Exercise:
When the string "ElementPtr" is part of a line in the data below, report the whole line.

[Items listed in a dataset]
☆ ☆ ☆

PR #461, opened 2020-01-27
Add joinType option to linkattacher

lrapetti:
This PR add the possibility to use `linkattacher` plugin creating type of joint different from `fixed`. In particular, the fixed joint will remain the default type, but any other existing jointType can be used by defining `jointType` in the configuration as explained in https://github.com/lrapetti/gazebo-yarp-plugins/tree/update-linkattacher/plugins/linkattacher#usage

### DIFF
--- a/CHANGELOG.md
+++ b/CHANGELOG.md
@@ -3,6 +3,11 @@ All notable changes to this project will be documented in this file.
 
 The format of this document is based on [Keep a Changelog](https://keepachangelog.com/en/1.0.0/).
 
+## [Unreleased]
+
+### Added
+- Add the possibility to create different types of joints with the `linkattacher` plugin (https://github.com/robotology/gazebo-yarp-plugins/pull/461).
+
 ## [3.3.0] - 2019-12-13
 
 ### Added
--- a/plugins/linkattacher/src/linkattacher.cc
+++ b/plugins/linkattacher/src/linkattacher.cc
@@ -53,6 +53,21 @@ void LinkAttacher::Load(physics::ModelPtr _model, sdf::ElementPtr _sdf)
       return;
   }
 
+  std::string jointType;
+  if(m_parameters.check("jointType"))
+  {
+      jointType = m_parameters.find("jointType").asString();
+  }
+  else
+  {
+      jointType="fixed";
+  }
+
+  if(!m_la_server.setJointType(jointType))
+  {
+      return;
+  }
+  
   std::string portname;
   if(m_parameters.check("name"))
   {
@@ -72,5 +87,4 @@ void LinkAttacher::Load(physics::ModelPtr _model, sdf::ElementPtr _sdf)
   }
 
   m_la_server.yarp().attachAsServer(*m_rpcport);
-
 }
--- a/plugins/linkattacher/src/linkattacherserverimpl.cpp
+++ b/plugins/linkattacher/src/linkattacherserverimpl.cpp
@@ -6,6 +6,9 @@
 
 #include <linkattacherserverimpl.h>
 
+#include <algorithm>
+#include <vector>
+
 using namespace gazebo;
 using namespace std;
 using namespace yarp::os;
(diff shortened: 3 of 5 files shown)


lrapetti:
The only problem with this implementation involves the fact that when the `jointType` does not exists, calling [`_world->Physics()->CreateJoint(jointType,parent_model)`](https://github.com/robotology/gazebo-yarp-plugins/pull/461/files#diff-7e1089c30889bd5585eeb97aae62e840R98) raises an exception error with no info. 
```
libc++abi.dylib: terminating with uncaught exception of type gazebo::common::Exception
gzclient(28783,0x1160b85c0) malloc: Incorrect checksum for freed object 0x7fcd835c39d0: probably modified after being freed.
Corrupt value: 0x746c7561666564
gzclient(28783,0x1160b85c0) malloc: *** set a breakpoint in malloc_error_break to debug
```
I don't know if this should be somehow handled.

plugins/linkattacher/src/linkattacher.cc
```diff
@@ -53,6 +53,18 @@ void LinkAttacher::Load(physics::ModelPtr _model, sdf::ElementPtr _sdf)
...
+  if(m_parameters.check("jointType"))
+  {
+      jointType = m_parameters.find("jointType").asString();
+  }
+  else
+  {
+      jointType="fixed";
+  }
+  m_la_server.setJointType(jointType);
+  yInfo() << LogPrefix << "joint type: " << jointType;
```
traversaro: Please remove, thanks!

plugins/linkattacher/src/linkattacherserverimpl.cpp
```diff
@@ -92,34 +92,34 @@ bool LinkAttacherServerImpl::attachUnscoped(const string& parent_model_name, con
...
     //This is joint creation
-    gazebo::physics::JointPtr fixed_joint;
+    gazebo::physics::JointPtr joint;
 
     #if GAZEBO_MAJOR_VERSION >= 8
-    fixed_joint = _world->Physics()->CreateJoint("fixed",parent_model);
+    joint = _world->Physics()->CreateJoint(jointType,parent_model);
     #else
-    fixed_joint = _world->GetPhysicsEngine()->CreateJoint("fixed",parent_model);
+    joint = _world->GetPhysicsEngine()->CreateJoint("fixed",parent_model);
```
traversaro: Any reason why `fixed` is not changed to `jointType` here?

plugins/linkattacher/src/linkattacher.cc
lrapetti: done https://github.com/robotology/gazebo-yarp-plugins/pull/461/commits/c2707e4f9eaf9c1e62023d037e944bce673bd357

plugins/linkattacher/src/linkattacherserverimpl.cpp
lrapetti: leftover, fixed in https://github.com/robotology/gazebo-yarp-plugins/pull/461/commits/acd167ae506eae4492220c4fa4db6cdbcb718f79

CHANGELOG.md
```diff
@@ -8,6 +8,7 @@ The format of this document is based on [Keep a Changelog](https://keepachangelo
 ### Added
 - Add the usage of `MultipleAnalogInterfaces`(https://www.yarp.it/group__dev__iface__multiple__analog.html)
   in the `gazebo_yarp_imu`.
+- Add the possibility to create different types of joints with the `linkattacher` plugin (https://github.com/robotology/gazebo-yarp-plugins/pull/461).
```
lrapetti: wrong location, should move it among unreleased

lrapetti: done https://github.com/robotology/gazebo-yarp-plugins/pull/461/commits/6917e052926ff0020873cfba94c756248d0c4b84

traversaro:
> 
> 
> The only problem with this implementation involves the fact that when the `jointType` does not exists, calling [`_world->Physics()->CreateJoint(jointType,parent_model)`](https://github.com/robotology/gazebo-yarp-plugins/pull/461/files#diff-7e1089c30889bd5585eeb97aae62e840R98) raises an exception error with no info.
> 
> ```
> libc++abi.dylib: terminating with uncaught exception of type gazebo::common::Exception
> gzclient(28783,0x1160b85c0) malloc: Incorrect checksum for freed object 0x7fcd835c39d0: probably modified after being freed.
> Corrupt value: 0x746c7561666564
> gzclient(28783,0x1160b85c0) malloc: *** set a breakpoint in malloc_error_break to debug
> ```
> 
> I don't know if this should be somehow handled.

I would list explicitly the supported joint types, and fail early with a clear error message if one of the non-supported types is passed.

lrapetti:
> I would list explicitly the supported joint types, and fail early with a clear error message if one of the non-supported types is passed.

I think this can be a solution. However, I am not sure what documentation I should refer to list the available joints in Gazebo, since as far as I understood, it depends on the Physics Engine .

A possibility, is that I might refer to [`SDF` documentation](http://sdformat.org/spec?ver=1.6&elem=joint#joint_type) regarding joint types.

traversaro:
> A possibility, is that I might refer to [`SDF` documentation](http://sdformat.org/spec?ver=1.6&elem=joint#joint_type) regarding joint types.

Yes, let's refer to that and only allow those values. In the remote case in which a new joint type will be added to SDF, we will update the plugin.

lrapetti:
> > A possibility, is that I might refer to [`SDF` documentation](http://sdformat.org/spec?ver=1.6&elem=joint#joint_type) regarding joint types.
> 
> Yes, let's refer to that and only allow those values. In the remote case in which a new joint type will be added to SDF, we will update the plugin.

I have add the check with https://github.com/robotology/gazebo-yarp-plugins/pull/461/commits/99485d1f7b447bf58270943ac6cec11367d44b8b, and I have also tested all the available joint types noting that `gearbox` joint type is currently not working (gazebo crashes as if the joint type doesn't exist). I have updated the documentation accordingly with https://github.com/robotology/gazebo-yarp-plugins/pull/461/commits/00b271123ca0870c621d88a442d1174551068051.

lrapetti:
I have cleaned the commit history, waiting for the checks to merge.

traversaro:
> 
> 
> I have cleaned the commit history, waiting for the checks to merge.

CI is fine, merged. Thanks for the contribution. We do not plan for any feature release in the near future, if you need this change out for 2020.02 feel free to ping me (see https://github.com/robotology/robotology-superbuild/issues/331).

PR #286, opened 2025-04-22
add windows install.ps1 powershell script

oopsbagel:
Add a rather verbose attempt at a powershell script. I've tested this with `pwsh` on linux by swapping out `serial` for `serial.exe` successfully. (pwsh tries to run the exe with `wine` but fails because wine doesn't do device drivers.) Combined with what cooperq reported about needing WinUSB to run serial.exe, this should work.

Always uses self-downloaded adb.exe, but only downloads once. Will want to eventually fix that.

Documents a release process that produces a `.zip` (which can be opened on windows without additional software) instead of a `.tar.zip`.

Code style note: The `&` call operator seems to be preferred to `Start-Process`, which supposedly launches a whole new powershell window. `| Out-Host`, `| Out-Null` (and other variants) are supposed to make `&$global:serial ...` synchronous.

## Pull Request Checklist

### DIFF
--- a/README.md
+++ b/README.md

☆ ☆ ☆

Answer space:
@@ -53,6 +53,21 @@ void LinkAttacher::Load(physics::ModelPtr _model, sdf::ElementPtr _sdf)
@@ -72,5 +87,4 @@ void LinkAttacher::Load(physics::ModelPtr _model, sdf::ElementPtr _sdf)
@@ -53,6 +53,18 @@ void LinkAttacher::Load(physics::ModelPtr _model, sdf::ElementPtr _sdf)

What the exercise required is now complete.